#### Work to be completed:
Using the records below, transcribe word for word the stretch from the line that contains "matejchalk, line 352: Empty" through the line that contains "matejchalk, line 114: The", both end lines included, and nothing else.

Stored items:
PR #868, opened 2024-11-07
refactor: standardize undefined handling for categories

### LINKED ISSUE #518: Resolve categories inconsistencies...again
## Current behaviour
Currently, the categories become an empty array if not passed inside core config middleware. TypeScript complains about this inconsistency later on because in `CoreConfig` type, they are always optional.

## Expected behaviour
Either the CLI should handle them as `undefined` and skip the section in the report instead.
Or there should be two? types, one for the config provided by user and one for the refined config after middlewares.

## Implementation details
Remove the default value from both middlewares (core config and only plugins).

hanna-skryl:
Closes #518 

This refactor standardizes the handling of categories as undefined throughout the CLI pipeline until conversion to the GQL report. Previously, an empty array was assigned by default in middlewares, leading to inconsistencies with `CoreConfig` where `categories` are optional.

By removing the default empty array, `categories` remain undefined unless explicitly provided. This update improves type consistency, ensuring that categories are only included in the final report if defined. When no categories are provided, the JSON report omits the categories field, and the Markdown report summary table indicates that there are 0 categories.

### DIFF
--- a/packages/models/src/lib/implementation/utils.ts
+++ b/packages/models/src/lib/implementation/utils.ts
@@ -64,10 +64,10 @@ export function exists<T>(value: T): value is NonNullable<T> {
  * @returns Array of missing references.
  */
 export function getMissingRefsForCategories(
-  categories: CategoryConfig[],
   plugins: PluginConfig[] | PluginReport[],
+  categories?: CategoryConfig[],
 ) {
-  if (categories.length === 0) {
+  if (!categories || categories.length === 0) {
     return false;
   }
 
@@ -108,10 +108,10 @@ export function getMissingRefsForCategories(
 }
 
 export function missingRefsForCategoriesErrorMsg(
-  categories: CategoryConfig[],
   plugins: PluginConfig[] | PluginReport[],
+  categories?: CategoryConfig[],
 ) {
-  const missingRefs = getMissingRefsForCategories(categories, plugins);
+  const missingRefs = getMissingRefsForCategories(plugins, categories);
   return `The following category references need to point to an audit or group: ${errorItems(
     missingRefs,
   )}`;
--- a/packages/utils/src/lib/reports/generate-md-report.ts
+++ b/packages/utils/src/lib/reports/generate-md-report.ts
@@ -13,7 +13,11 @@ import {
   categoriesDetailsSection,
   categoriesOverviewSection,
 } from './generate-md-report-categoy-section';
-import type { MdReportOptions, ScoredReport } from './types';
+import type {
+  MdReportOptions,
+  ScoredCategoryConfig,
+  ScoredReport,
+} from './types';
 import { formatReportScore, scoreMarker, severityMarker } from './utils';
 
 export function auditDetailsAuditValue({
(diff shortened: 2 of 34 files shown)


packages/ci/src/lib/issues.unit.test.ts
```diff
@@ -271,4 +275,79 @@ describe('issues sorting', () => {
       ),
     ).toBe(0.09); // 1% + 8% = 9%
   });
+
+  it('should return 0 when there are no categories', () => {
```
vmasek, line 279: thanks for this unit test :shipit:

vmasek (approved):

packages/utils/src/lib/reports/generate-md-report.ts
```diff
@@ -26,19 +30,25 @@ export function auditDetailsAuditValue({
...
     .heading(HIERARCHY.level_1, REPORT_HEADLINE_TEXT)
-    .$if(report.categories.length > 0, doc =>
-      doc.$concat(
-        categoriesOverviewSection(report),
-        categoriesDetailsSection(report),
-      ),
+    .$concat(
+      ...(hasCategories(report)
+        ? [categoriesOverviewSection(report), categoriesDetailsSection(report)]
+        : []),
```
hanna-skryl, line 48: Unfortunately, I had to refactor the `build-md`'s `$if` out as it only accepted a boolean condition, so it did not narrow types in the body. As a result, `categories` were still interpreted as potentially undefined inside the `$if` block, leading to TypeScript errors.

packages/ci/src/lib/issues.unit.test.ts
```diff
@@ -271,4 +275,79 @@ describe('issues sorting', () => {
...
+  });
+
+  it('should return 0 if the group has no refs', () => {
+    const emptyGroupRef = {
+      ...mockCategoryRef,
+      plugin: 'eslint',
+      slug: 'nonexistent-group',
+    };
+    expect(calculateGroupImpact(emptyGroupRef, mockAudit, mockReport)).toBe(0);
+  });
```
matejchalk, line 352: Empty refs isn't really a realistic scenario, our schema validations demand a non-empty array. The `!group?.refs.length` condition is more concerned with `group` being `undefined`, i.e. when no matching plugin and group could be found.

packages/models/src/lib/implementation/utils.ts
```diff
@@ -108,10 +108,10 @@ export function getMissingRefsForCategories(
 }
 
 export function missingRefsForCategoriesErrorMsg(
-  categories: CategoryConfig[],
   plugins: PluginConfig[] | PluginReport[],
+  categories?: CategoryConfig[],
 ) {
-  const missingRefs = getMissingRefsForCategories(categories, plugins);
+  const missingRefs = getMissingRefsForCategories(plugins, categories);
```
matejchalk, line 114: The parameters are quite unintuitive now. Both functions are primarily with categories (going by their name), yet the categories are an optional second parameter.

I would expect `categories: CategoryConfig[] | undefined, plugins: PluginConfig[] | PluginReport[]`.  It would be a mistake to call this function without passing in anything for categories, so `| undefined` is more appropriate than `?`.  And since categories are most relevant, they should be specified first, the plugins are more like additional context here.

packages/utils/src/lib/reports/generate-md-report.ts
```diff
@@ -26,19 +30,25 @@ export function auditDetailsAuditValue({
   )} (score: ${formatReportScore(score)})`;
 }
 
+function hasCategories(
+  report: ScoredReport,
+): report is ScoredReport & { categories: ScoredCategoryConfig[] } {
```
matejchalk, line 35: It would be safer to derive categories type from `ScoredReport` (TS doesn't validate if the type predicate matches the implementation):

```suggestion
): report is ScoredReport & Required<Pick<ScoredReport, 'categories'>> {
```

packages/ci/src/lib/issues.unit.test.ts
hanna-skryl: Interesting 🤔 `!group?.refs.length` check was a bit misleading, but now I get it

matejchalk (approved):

#### Answer to this problem:
matejchalk, line 352: Empty refs isn't really a realistic scenario, our schema validations demand a non-empty array. The `!group?.refs.length` condition is more concerned with `group` being `undefined`, i.e. when no matching plugin and group could be found.

packages/models/src/lib/implementation/utils.ts
```diff
@@ -108,10 +108,10 @@ export function getMissingRefsForCategories(
 }
 
 export function missingRefsForCategoriesErrorMsg(
-  categories: CategoryConfig[],
   plugins: PluginConfig[] | PluginReport[],
+  categories?: CategoryConfig[],
 ) {
-  const missingRefs = getMissingRefsForCategories(categories, plugins);
+  const missingRefs = getMissingRefsForCategories(plugins, categories);
```
matejchalk, line 114: The parameters are quite unintuitive now. Both functions are primarily with categories (going by their name), yet the categories are an optional second parameter.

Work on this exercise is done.